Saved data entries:
Content starts

PR #165, opened 2023-02-06
Create scrambled synthetic record linkage data for testing algorithm

m-goggins:
This PR creates a couple of functions for creating a test set of synthetic data for record linkage. The new functions:

-  scramble names, dates of birth, and zip codes
- replace some first names with known associated nicknames
- introduce missing values

~~I am still figuring out some bugs with connecting to the SQLite DB but I wanted to give you all a chance to review the scrambling functions while I work on the bugs. Since we will be using the generated CSV directly, i.e., connecting to the DB is not necessary for moving forward with record linkage testing, I didn't want the test data to be a blocker for testing.~~


examples/Record-Linkage-sample-data/build_sample_record_linkage_data.py
```diff
@@ -0,0 +1,262 @@
...
+
+    :param data: A DataFrame object.
+    :param num_copies: The number of duplicate rows to add for each existing row.
+    :return: A DataFrame object with duplicate rows.
+
+    """
+    data_with_copies = pd.DataFrame(np.repeat(data.values, num_copies, axis=0))
+    data_with_copies.columns = data.columns
+
+    return data_with_copies
```
bamader, line 141: Maybe we should make this function add a random number of copies between 1 and the number passed? That way we don't always get exactly 3 duplicates when we're trying to validate. Also, we could have the function take a float of what percentage of the data to add copies for. That might more readily mimic a population data set, since not every record will have duplicates, and not every record that is duplicated will have the same number of duplicates.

Content ends

• Work request: Each line above must be reproduced exactly as it stands.

• Exercise result:
PR #165, opened 2023-02-06
Create scrambled synthetic record linkage data for testing algorithm

m-goggins:
This PR creates a couple of functions for creating a test set of synthetic data for record linkage. The new functions:

-  scramble names, dates of birth, and zip codes
- replace some first names with known associated nicknames
- introduce missing values

~~I am still figuring out some bugs with connecting to the SQLite DB but I wanted to give you all a chance to review the scrambling functions while I work on the bugs. Since we will be using the generated CSV directly, i.e., connecting to the DB is not necessary for moving forward with record linkage testing, I didn't want the test data to be a blocker for testing.~~


examples/Record-Linkage-sample-data/build_sample_record_linkage_data.py
```diff
@@ -0,0 +1,262 @@
...
+
+    :param data: A DataFrame object.
+    :param num_copies: The number of duplicate rows to add for each existing row.
+    :return: A DataFrame object with duplicate rows.
+
+    """
+    data_with_copies = pd.DataFrame(np.repeat(data.values, num_copies, axis=0))
+    data_with_copies.columns = data.columns
+
+    return data_with_copies
```
bamader, line 141: Maybe we should make this function add a random number of copies between 1 and the number passed? That way we don't always get exactly 3 duplicates when we're trying to validate. Also, we could have the function take a float of what percentage of the data to add copies for. That might more readily mimic a population data set, since not every record will have duplicates, and not every record that is duplicated will have the same number of duplicates.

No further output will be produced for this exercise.